# Dirk: He (Kobe) would have won it for the Americans single-handedly.



## bender (Jul 15, 2002)

*Dirk Nowitzki's thoughts on the US loss*

Dirk Nowitzki gave an interview to German sports website Sport1.de

In German:
_*Sport1:* Woran hat es bei den Amerikanern gehapert?

*Nowitzki:* Bitter war, dass Kobe Bryant sich verletzt hat. Dessen Präsenz hätte allein schon gereicht, um das Turnier zu gewinnen. Auf diesem Niveau sehe ich ihn. Für mich ist er derzeit der beste Spieler der Welt. Der kennt so was wie Angst gar nicht. Das ist dem alles egal. Der hätte das im Alleingang für die Amis gewonnen._

Translation:
_*Sport1:* What did the Americans lack?

*Nowitzki:* It was bitter that Kobe Bryant got injured. His presence alone would have been enough to win the tournament. That's the level I see him on. To me he is the best player in the world right now. That guy doesn't know fear at all. He doesn't care. He would have won it for the Americans single-handedly._


----------



## BG7 (Jun 25, 2003)

*Re: Dirk Nowitzki's thoughts on the US loss*

So even Dirk agrees just sending a team consisting of Kobe, and having him play 1 on 5 will work!


----------



## jordan0386 (Jul 4, 2006)

*Re: Dirk Nowitzki's thoughts on the US loss*

well, its kinda hard not to agree considering...nobody on Greece can check him...but then again, nobody on Greece can check anybody in the League, but they did happen to beat Team USA...strange planet we live on


----------



## Sad Mafioso (Nov 7, 2004)

*Re: Dirk Nowitzki's thoughts on the US loss*

Dirk also thought USA was unbeatable coming into this tourney. Even if his german side was steam rolled by Greece in the euro championship.


----------



## jordan0386 (Jul 4, 2006)

*Re: Dirk Nowitzki's thoughts on the US loss*

one has nothing to do with the other


----------



## Sir Patchwork (Jan 12, 2005)

*Re: Dirk Nowitzki's thoughts on the US loss*

Dirk has seen his Mavericks get single-handedly destroyed by Kobe Bryant alone, so it's no surprise he has this kind of respect for him.


----------



## Matej (Aug 14, 2005)

*Re: Dirk Nowitzki's thoughts on the US loss*

so why aren't lakers the nba champions?


----------



## One on One (Dec 12, 2004)

*Re: Dirk Nowitzki's thoughts on the US loss*

Smart man Dirk is....you will see in 08, there is no player like Kobe. I don't know why some people are so blind and annointing all these false prophets.


----------



## Sir Patchwork (Jan 12, 2005)

*Re: Dirk Nowitzki's thoughts on the US loss*



Matej said:


> so why aren't lakers the nba champions?
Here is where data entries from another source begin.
Issue #3069, opened 2020-01-06
Support other sha hash


adrinjalali:

efiop:
Hi @adrinjalali ! In our case md5 is not used for cryptography, it is simply used for file hashing, where it is still suitable (at least I'm not aware of any issues with it in such scenarios), so it is safe to use. If you need to encrypt your data, you could do that pretty easily on the remote itself (e.g. `sse` option for s3 remote) or encrypt in your pipeline along the way and only track those encrypted files. We also have https://github.com/iterative/dvc/issues/1317 for in-house encryption, please feel free to leave a comment there, so it is easier for us to estimate the priority.

adrinjalali:
I understand these hashes shouldn't be the only defense layer against a malicious player, but it is still a very useful thing. Imagine a malicious player who has write access to the storage (s3 bucket in this case). They can take a model file, modify it in a malicious way in a way the md5 is kept unchanged, and upload the new one. The rest of the pipeline now won't detect a change in the file, and will serve the new wrong model.

Again, I understand this should not be seen as the only way to secure the models, but in places where software goes through security audit before being used, md5 is one of the first things they're gonna use to reject it.

Another point is that having a SHA is not expensive or complicated at all, so why not include it?

JavierLuna:
I agree with @adrinjalali, using MD5 to check for integrity is [far from ideal](https://www.mscs.dal.ca/~selinger/md5collision/).

As SHA-1 [is starting to show collisions](https://security.googleblog.com/2017/02/announcing-first-sha1-collision.html) as well, DVC could join `git` and [replace the hashing function to SHA-256](https://stackoverflow.com/questions/28159071/why-doesnt-git-use-more-modern-sha/47838703#47838703).

efiop:
@adrinjalali @JavierLuna Thanks for the info, guys! We will support other hash functions eventually, it just wasn't the focus for us, but we will reconsider it. We've had an attempt from an outside contributor https://github.com/iterative/dvc/pull/1920 , but he wasn't able to finalise it :slightly_frowning_face:  If anyone is interested in contributing this feature(similar to #1920, where sha is a opt-in config option for now), we will be happy to help with everything we can.

I'll leave this issue opened in addition to https://github.com/iterative/dvc/issues/1676 , as this current one is about simply replacing md5 with something else (possibly as an option), but #1676 is originally about some custom hash functions.

JavierLuna:
I'd like to help with both issues!
[...]

Issue #1676, opened 2019-03-01
Alterative hashings for data


dunstantom:
Since md5 is sensitive to the order and format of the data, simple changes to the schema (eg. swapping two columns) or changing the type of a column (eg. integer to float) leads to new hash values and duplicated datasets. There are some alternatives that attempt to address this, such as UNF (http://guides.dataverse.org/en/latest/developers/unf/index.html). 

It would be great to specify an alternative hash function in DVC, particularly to be able to provide a user-defined function.

efiop:
Hi @dunstantom !

That is a very interesting idea! So is the cache duplication the main motivation for this request? Or do you also want to use something different than md5 for checking if your dependencies are changed in pipeline scenario?

Thanks,
ruslan

dunstantom:
I would say mainly it is having an alternative for md5. On one hand, one could argue about how SHA1 compares to md5, but on the other hand (and what I had in mind) we may have our own preferences on what kind of changes necessitate recalculating/updating a dataset. This ties in to limiting cache duplication as well, but more from the perspective of avoiding unnecessary computation rather than a concern of having storage for the cache. Hope that answers your question.

efiop:
@dunstantom Thank you for your answer! 🙂 We do think about moving to SHA too, but other users also requested some faster hashing as well, so looks like it is a general problem of supporting different hashing algos . Related to https://github.com/iterative/dvc/issues/1568 . This is something we'll take a closer look later. Thanks for the feedback! 🙂

rasmuse:
@efiop I asked earlier this week in #1568 about the possibility to use other hash algorithms. I'm shifting that part of the discussion here since this issue seems to be a better match for my request (#1568 could be solved in principle by changing to _one_ other hash algorithm, i.e., just switch the md5 function for another one).

Short report on my progress: I made a local `git checkout -b not-only-md5` yesterday. I notice that the code assumes in many places that each Remote implementation is tied to a single hash algoritm. This is most evident from the class-level constant `PARAM_CHECKSUM` (the name of the hash algorithm).

My first idea about how to implement this is to move the info about the hash algorithm to the Output and to let each instance of an Output have its own hash algoritm. At present the `OutputBase` class has a property `checksum` that depends on its `self.remote.PARAM_CHECKSUM`, and my idea would be to invert this relationship so that the Remote would get Output-specific information on the hash algorithm from the Output.

But I only know a very small part of the code base, so I'm hoping you can help me judge if this idea makes any sense at all.

[...]

PR #4495, opened 2020-08-30
dvc: use HashInfo

efiop:
Initial implementation of HashInfo to avoid using explicit tuples and have a handier way of working with hashes (e.g. comparing hashes of different types).

Related to #4144 , #3069 , #1676

### DIFF
--- a/dvc/hash_info.py
+++ b/dvc/hash_info.py
@@ -1,0 +1,10 @@
+from dataclasses import dataclass
+
+
+@dataclass
+class HashInfo:
+    name: str
+    value: str
+
+    def __bool__(self):
+        return bool(self.value)
--- a/dvc/tree/base.py
+++ b/dvc/tree/base.py
@@ -15,6 +15,7 @@ from dvc.exceptions import (
     DvcIgnoreInCollectedDirError,
     RemoteCacheRequiredError,
 )
+from dvc.hash_info import HashInfo
 from dvc.ignore import DvcIgnore
 from dvc.path_info import PathInfo, URLInfo
 from dvc.progress import Tqdm
@@ -242,7 +243,7 @@ class BaseTree:
         )
 
         if not self.exists(path_info):
-            return self.PARAM_CHECKSUM, None
+            return None
 
         # pylint: disable=assignment-from-none
         hash_ = self.state.get(path_info)
@@ -260,17 +261,17 @@ class BaseTree:
             hash_ = None
 
         if hash_:
-            return self.PARAM_CHECKSUM, hash_
+            return HashInfo(self.PARAM_CHECKSUM, hash_)
 
         if self.isdir(path_info):
-            typ, hash_ = self.get_dir_hash(path_info, **kwargs)
+            hash_info = self.get_dir_hash(path_info, **kwargs)
         else:
-            typ, hash_ = self.get_file_hash(path_info)
+            hash_info = self.get_file_hash(path_info)
 
-        if hash_ and self.exists(path_info):
-            self.state.save(path_info, hash_)
+        if hash_info and self.exists(path_info):
+            self.state.save(path_info, hash_info.value)
 
-        return typ, hash_
+        return hash_info
 
     def get_file_hash(self, path_info):
         raise NotImplementedError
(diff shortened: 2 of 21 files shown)


dvc/tree/base.py
```diff
@@ -242,7 +243,7 @@ def get_hash(self, path_info, **kwargs):
         )
 
         if not self.exists(path_info):
-            return self.PARAM_CHECKSUM, None
+            return None
```
skshetry, line 246: Can we just do `return HashInfo(self.PARAM_CHECKSUM, None)` here? Suggesting this because otherwise there will be 3 kinds of possible results here:
1. None
2. Regular HashInfo
3. HashInfo with no value.

dvc/tree/base.py
```diff
@@ -294,8 +295,8 @@ def path_to_hash(self, path):
         return "".join(parts)
 
     def save_info(self, path_info, **kwargs):
-        typ, hash_ = self.get_hash(path_info, **kwargs)
-        return {typ: hash_}
+        hash_info = self.get_hash(path_info, **kwargs)
+        return {hash_info.name: hash_info.value}
```
skshetry, line 299: Let's create `hash_info.to_dict()` here?

dvc/tree/s3.py
```diff
@@ -332,10 +333,7 @@ def _copy(cls, s3, from_info, to_info, extra_args):
 
     def get_file_hash(self, path_info):
         with self._get_obj(path_info) as obj:
-            return (
-                self.PARAM_CHECKSUM,
-                obj.e_tag.strip('"'),
-            )
+            return HashInfo(self.PARAM_CHECKSUM, obj.e_tag.strip('"'),)
```
skshetry, line 336:
```suggestion
            return HashInfo(self.PARAM_CHECKSUM, obj.e_tag.strip('"'))
```

dvc/hash_info.py
```diff
@@ -0,0 +1,10 @@
+from dataclasses import dataclass
+
+
+@dataclass
+class HashInfo:
```
skshetry, line 5: Loved this. I was having a lot of issues related to hashes when working with subrepos, mostly my fault but would have made debugging way easier.

skshetry: Also, a few `property`s would make it even better. Eg: `is_dir_checksum`?  But looks like it's not needed right now.

skshetry: We should try doing this more in the _internals_ instead of plain dict/tuples/list. Not saying we should use dataclass, but we can use `typing.NamedTuple/typing.TypedDict/dataclasses`. :slightly_smiling_face: 

The one that I can remember right now is `StatusInfo`. :)

dvc/tree/base.py
efiop: @skshetry `save_info` will go away soon, so I've decided not to implement it for now. `to_dict` might be useful in serialization (as well as `from_dict` in loading), but again no need to add it in this initial PR, especially since loading/dumping will be revisited in general.

dvc/tree/s3.py
efiop: Good catch! Thanks!

dvc/hash_info.py
efiop: > Also, a few propertys would make it even better. Eg: is_dir_checksum? But looks like it's not needed right now.

Exactly! :slightly_smiling_face: Yeah, just don't want to push everything in this PR. Plus `is_dir` actually will require some stuff on index/tree side, so don't want to mix those up. Clearly it will be implemented in the near future though :slightly_smiling_face:

efiop: > We should try doing this more in the internals instead of plain dict/tuples/list. Not saying we should use dataclass, but we can use typing.NamedTuple/typing.TypedDict/dataclasses/objects. slightly_smiling_face

Sorry, didn't get your point.

skshetry: > Sorry, didn't get your point.

Just trying to echo your point, that we should do this more instead of using plain dict/tuples. :arrow_down: 

> avoid using explicit tuples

For the same reason the Mavericks aren't. They weren't the best team. That shouldn't detract from the type of player Dirk or Kobe is, though.


----------



## Matej (Aug 14, 2005)

*Re: Dirk Nowitzki's thoughts on the US loss*



Sir Patchwork said:


> For the same reason the Mavericks aren't. They weren't the best team. That shouldn't detract from the type of player Dirk or Kobe is, though.
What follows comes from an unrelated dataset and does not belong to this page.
PR #4496, opened 2020-08-30
dvc: show "Having any troubles?" only on unexpected errors 

### LINKED ISSUE #4126: Consider removing the support link from the CLI output
This is definitely a matter of opinion, but I wanted to raise my own reaction and see how others feel.

Personally, I _hate_ the support link that's printed after every error, so much so that I'm thinking of making myself an alias or something that strips it out.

so you agree dirk's words are BS


----------



## Sir Patchwork (Jan 12, 2005)

*Re: Dirk Nowitzki's thoughts on the US loss*



Matej said:


> so you agree dirk's words are BS


Not at all. Dirk was pointing out that USA was missing the player that would have been the most effective player on the team under the FIBA rules because of his ability to smoothly sink the long ball consistently and also get into the paint and finish when he wants to. Kobe would have also been the veteran on a team of very young players. He would have put an imprint of confidence on the team, and also put some fear into other teams, just with his presence alone. That's what Dirk was talking about with the presence.


----------



## Sir Patchwork (Jan 12, 2005)

*Re: Dirk Nowitzki's thoughts on the US loss*

Dirk is also the guy who blasted the way Americans play last offseason, saying it's an individual's sport and not a team sport. Kobe's name was involved in his statement too. Apparently he has had a change of heart, saying he is the best player in the world and his being there this summer would have had a drastic impact on the outcome.


----------



## Diable (Apr 26, 2005)

*Re: Dirk Nowitzki's thoughts on the US loss*

I think we win if we just have one really great shooter.That doesn't have to be Kobe,in fact with only about 100 possessions per game it's hard to see how many superstars you can really have on one team.
We lost in large part because we couldn't hit the jumper against the zone.Sad as it sounds JJ Redick might have been enough to get us past Greece.The sort of densely compact zone they were playing would have been suicidal against him.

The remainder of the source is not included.